**Try it:** Only one stretch of the data below is wanted: the lines from the one with "PR #662, opened 2019-07-19" through the one with "laura-ding: case 2 and case 3", repeated exactly.

**The data:**
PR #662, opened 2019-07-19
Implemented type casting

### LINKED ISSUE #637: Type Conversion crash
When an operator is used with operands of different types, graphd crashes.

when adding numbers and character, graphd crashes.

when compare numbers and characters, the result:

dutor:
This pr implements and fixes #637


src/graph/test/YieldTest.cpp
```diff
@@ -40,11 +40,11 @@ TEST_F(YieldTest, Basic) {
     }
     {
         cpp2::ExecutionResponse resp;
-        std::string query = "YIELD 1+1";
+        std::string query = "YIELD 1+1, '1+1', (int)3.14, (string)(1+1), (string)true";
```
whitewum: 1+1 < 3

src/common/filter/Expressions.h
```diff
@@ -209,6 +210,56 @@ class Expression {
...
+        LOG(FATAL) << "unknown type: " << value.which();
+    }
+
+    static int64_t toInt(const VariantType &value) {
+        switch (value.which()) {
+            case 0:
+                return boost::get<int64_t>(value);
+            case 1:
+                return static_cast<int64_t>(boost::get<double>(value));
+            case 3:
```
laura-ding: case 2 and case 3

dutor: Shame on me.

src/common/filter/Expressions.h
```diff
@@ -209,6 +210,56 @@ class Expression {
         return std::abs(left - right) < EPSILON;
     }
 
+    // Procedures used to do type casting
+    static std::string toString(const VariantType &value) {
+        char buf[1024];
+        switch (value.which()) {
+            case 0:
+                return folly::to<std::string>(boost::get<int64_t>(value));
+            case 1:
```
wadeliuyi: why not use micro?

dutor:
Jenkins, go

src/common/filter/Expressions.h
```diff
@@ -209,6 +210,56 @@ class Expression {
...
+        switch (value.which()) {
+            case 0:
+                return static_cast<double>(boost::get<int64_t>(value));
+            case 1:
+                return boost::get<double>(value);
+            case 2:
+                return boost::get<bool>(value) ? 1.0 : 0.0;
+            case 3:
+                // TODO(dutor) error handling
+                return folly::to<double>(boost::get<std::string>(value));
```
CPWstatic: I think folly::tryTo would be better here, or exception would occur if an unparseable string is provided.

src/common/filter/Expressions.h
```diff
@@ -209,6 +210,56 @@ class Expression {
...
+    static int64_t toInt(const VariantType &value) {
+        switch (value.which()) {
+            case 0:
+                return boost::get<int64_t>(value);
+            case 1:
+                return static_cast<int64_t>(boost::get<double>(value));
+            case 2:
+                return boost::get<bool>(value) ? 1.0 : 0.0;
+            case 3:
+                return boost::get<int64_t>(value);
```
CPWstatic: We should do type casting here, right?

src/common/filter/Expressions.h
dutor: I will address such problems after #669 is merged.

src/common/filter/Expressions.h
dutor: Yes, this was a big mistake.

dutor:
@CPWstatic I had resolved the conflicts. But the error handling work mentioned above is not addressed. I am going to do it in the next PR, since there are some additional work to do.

---

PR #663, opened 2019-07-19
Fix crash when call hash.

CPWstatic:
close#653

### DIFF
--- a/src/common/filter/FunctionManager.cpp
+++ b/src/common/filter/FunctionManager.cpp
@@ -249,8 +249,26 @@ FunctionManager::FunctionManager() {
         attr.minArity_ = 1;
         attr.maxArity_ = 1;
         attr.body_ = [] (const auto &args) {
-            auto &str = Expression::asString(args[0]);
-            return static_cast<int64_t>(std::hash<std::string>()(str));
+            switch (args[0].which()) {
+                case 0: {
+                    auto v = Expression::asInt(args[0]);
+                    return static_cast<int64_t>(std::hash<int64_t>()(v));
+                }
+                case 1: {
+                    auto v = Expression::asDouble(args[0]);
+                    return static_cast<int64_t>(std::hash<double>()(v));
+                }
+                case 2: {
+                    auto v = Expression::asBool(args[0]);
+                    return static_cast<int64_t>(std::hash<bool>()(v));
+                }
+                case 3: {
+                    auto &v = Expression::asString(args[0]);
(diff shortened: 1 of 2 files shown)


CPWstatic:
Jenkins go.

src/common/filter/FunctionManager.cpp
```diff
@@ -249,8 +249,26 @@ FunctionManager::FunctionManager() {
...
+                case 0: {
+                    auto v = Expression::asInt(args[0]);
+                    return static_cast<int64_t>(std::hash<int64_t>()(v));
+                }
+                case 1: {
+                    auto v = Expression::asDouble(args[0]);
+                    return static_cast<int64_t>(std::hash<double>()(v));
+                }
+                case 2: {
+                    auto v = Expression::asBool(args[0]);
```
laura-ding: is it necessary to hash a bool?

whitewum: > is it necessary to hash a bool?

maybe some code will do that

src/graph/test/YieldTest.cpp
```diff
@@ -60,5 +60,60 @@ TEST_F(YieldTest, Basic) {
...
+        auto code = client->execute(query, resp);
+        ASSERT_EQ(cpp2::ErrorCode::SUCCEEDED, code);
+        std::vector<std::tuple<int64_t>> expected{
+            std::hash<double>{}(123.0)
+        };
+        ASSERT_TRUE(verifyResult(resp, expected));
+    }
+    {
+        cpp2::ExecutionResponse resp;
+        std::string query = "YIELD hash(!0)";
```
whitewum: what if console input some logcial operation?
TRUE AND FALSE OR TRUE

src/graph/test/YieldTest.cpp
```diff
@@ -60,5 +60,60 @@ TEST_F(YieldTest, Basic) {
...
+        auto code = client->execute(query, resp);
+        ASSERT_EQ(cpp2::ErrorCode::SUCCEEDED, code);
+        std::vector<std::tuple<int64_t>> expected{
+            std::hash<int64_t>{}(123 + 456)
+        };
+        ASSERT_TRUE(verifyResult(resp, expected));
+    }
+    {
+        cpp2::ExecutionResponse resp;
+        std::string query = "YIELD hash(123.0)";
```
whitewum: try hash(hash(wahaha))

**Answer section:**
PR #662, opened 2019-07-19
Implemented type casting

### LINKED ISSUE #637: Type Conversion crash
When an operator is used with operands of different types, graphd crashes.

when adding numbers and character, graphd crashes.

when compare numbers and characters, the result:

dutor:
This pr implements and fixes #637


src/graph/test/YieldTest.cpp
```diff
@@ -40,11 +40,11 @@ TEST_F(YieldTest, Basic) {
     }
     {
         cpp2::ExecutionResponse resp;
-        std::string query = "YIELD 1+1";
+        std::string query = "YIELD 1+1, '1+1', (int)3.14, (string)(1+1), (string)true";
```
whitewum: 1+1 < 3

src/common/filter/Expressions.h
```diff
@@ -209,6 +210,56 @@ class Expression {
...
+        LOG(FATAL) << "unknown type: " << value.which();
+    }
+
+    static int64_t toInt(const VariantType &value) {
+        switch (value.which()) {
+            case 0:
+                return boost::get<int64_t>(value);
+            case 1:
+                return static_cast<int64_t>(boost::get<double>(value));
+            case 3:
```
laura-ding: case 2 and case 3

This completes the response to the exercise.